Visual & Interactive NLP pipeline editor
Spark NLP pipelines are highly configurable, enabling data scientists to quickly experiment with different algorithms, models, and configurations. Since doing that requires understanding the library's design and API's in depth, some of that flexibility and power is under-utilized. The goal of this project is to build a visual, interactive, web-based NLP pipeline editor that will enable users to build, edit, test, and publish Spark NLP pipelines in a drag & drop fashion. This user interface should come with the 30+ pre-trained pipelines that the library already ships with - enabling to easily understand and test their functionality - but then also enable users to create their own pipelines, or clone and edit existing ones to fit their specific needs.
With one or two engineers working the timeline would be either 6 or 12 months, depending on what gets funded.
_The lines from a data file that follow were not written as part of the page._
PR #444, opened 2025-09-12
refactor: use a chain store inside the headers tree

etorreborre:
This PR backs up the HeadersTree implementation with a `ChainStore` instead of in-memory data:

 - The `RocksDB` database is used to persist:
    - The headers.
    - The parent / child relationship between them.
    - The headers tree anchor.
    - The headers tree best chain tip.
 - The `HeadersTree` mostly reads from the `ChainStore`, except for setting the chain anchor and tip (this is done transactionally  when necessary).
 - The code removing headers that are unreachable (in the previous `prune_headers` function) has been removed so that we can diagnose issues in the future. This also speeds up execution.
 - The `InMemConsensusStore` has been extended to support the same operations.
 - The unit tests are executed against both implementations
 - The `HeadersTree` benchmark can also now run both in-memory and on-disk (profiling show that the difference in performance is just due to writes).
 - I also had to move the `ChainStore` traits to a shared crate in order to allow `amaru-consensus` to compile under wasm (otherwise the `getrandom` dependency gets pulled).
  
Additionally:

 * An incorrect header cbor file was removed.
 * A separate branch containing a new `dump-chain-db` command has been merged in order to diagnose an end to end snapshot failure.  
    

## Summary by CodeRabbit

- New Features
  - In-memory consensus store added; RocksDB store enhanced with best-chain/anchor tracking and parent–child queries.
  - CLI: header import now requires network and config paths.
  - Network client exposes current intersections for inspection; improved intersection logging.

- Refactor
  - HeadersTree now backed by a pluggable store; updated constructor and tree building.
  - Unified ChainStore usage across components via Arc (no Mutex), simplifying concurrency.
  - Nonce evolution routed through a new PraosChainStore; trait updated to take &self.
  - Public re-exports simplify imports of consensus/traits.

PR #473, opened 2025-09-26
fix: remove the use of column families in rocksdb

etorreborre:
This PR removes the use of column families that was introduced in #444.
Instead, when querying by prefix, we stop iterating when keys with a different prefix are returned. 

## Summary by CodeRabbit

* **Refactor**
  * Simplified storage to a single keyspace using prefix-based keys instead of separate column-family layers, streamlining open/read/write paths while keeping public APIs unchanged.
  * Aligned control flow and error handling for more consistent behavior.
* **Bug Fixes**
  * Added early-exit on prefix scans to prevent cross-key reads and improve data correctness.

### DIFF
--- a/crates/amaru-stores/src/rocksdb/consensus.rs
+++ b/crates/amaru-stores/src/rocksdb/consensus.rs
@@ -17,10 +17,7 @@ use amaru_kernel::{HEADER_HASH_SIZE, Hash, RawBlock, cbor, from_cbor, to_cbor};
 use amaru_ouroboros_traits::is_header::IsHeader;
 use amaru_ouroboros_traits::{ChainStore, Nonces, ReadOnlyChainStore, StoreError};
 use amaru_slot_arithmetic::EraHistory;
-use rocksdb::{
-    ColumnFamilyDescriptor, DB, Direction, IteratorMode, OptimisticTransactionDB, Options,
-    SliceTransform,
-};
+use rocksdb::{DB, OptimisticTransactionDB, Options};
 use std::ops::Deref;
 use std::path::PathBuf;
 use tracing::{Level, instrument};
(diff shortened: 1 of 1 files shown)


crates/amaru-stores/src/rocksdb/consensus.rs
```diff
@@ -225,10 +191,13 @@ macro_rules! impl_ReadOnlyChainStore {
             fn get_children(&self, hash: &Hash<32>) -> Vec<Hash<32>> {
                 let mut result = Vec::new();
                 let prefix = [&CHILD_PREFIX[..], &hash[..]].concat();
-                let cf = self.db.cf_handle(CHILDREN_CF).expect("missing children CF");
-                for res in self.db.prefix_iterator_cf(&cf, &prefix) {
+                for res in self.db.prefix_iterator(&prefix) {
                     match res {
                         Ok((key, _value)) => {
+                            // Stop once we get keys that don't start with the required prefix
+                            if !key.starts_with(&prefix) {
```
rkuhn, line 197: It seems to me from casual inspection of db_iterator.rs as well as a grok answer that this check shouldn’t be necessary. Do you have evidence to the contrary? Then we’d need to audit all RocksDB usage.

rkuhn (commented):
Looks okay to me, but I lack context why column families were used before and why they are removed now.

crates/amaru-stores/src/rocksdb/consensus.rs
pgrange: ~~The problem seems to occur because we don't set any prefix extractor.~~

~~Adding this solves the issue and allows to get rid of this line:~~
```rust
        opts.set_prefix_extractor(rocksdb::SliceTransform::create_fixed_prefix(
            CONSENSUS_PREFIX_LEN,
        ));
```

pgrange: My bad! We need this check here, I added a comment to explain why: the prefix extractor only picks the first 5 bytes of the key so we iterate through _all_ of the keys with type `CHILD_PREFIX`. But actually, since we asked for a longer prefix, rocksdb will start iterating at the first key matching `CHILD_PREFIX + hash` but then, it will not stop automatically but, instead, continue to iterate until we stop it. You can verify by commenting out this check and run the tests that will fail.

The other rocksdb usage are not concerned (at least all the tests pass) because we always iterate with a five byte prefix (`CONSENSUS_PREFIX_LEN`).

pgrange (approved):
Thanks for making the effort @etorreborre. I think we're improving our understanding and usage of rocksdb which is cool.

I've noted that some robots are rambling a bunch of stuff but I have strictly no opinion on these comments.

crates/amaru-stores/src/rocksdb/consensus.rs
KtorZ: Alternatively: https://github.com/pragma-org/amaru/blob/main/crates/amaru-stores/src/rocksdb/ledger/columns/dreps_delegations.rs#L188

pgrange: Nice, thanks @KtorZ . So this `set_iterate_upper_bound` is what makes rocksdb stop automatically with no need for us to ckeck for invalid values inside the iteration 👍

Beyond an educational tool, this will be a pragmatic testing and debugging tool when training new NLP pipelines and models for a new application. The user interface will be an extension of the (currently private) Spark NLP Server, which powers the Spark NLP demo UI and also enables publishing Spark NLP pipelines as REST API's. Therefore delivering this project will provide the open source community with a Spark NLP Server, the ability to easily publish NLP models & pipelines as API's, the ability to visually edit and test them, and the ability to publish and explain them easily to others.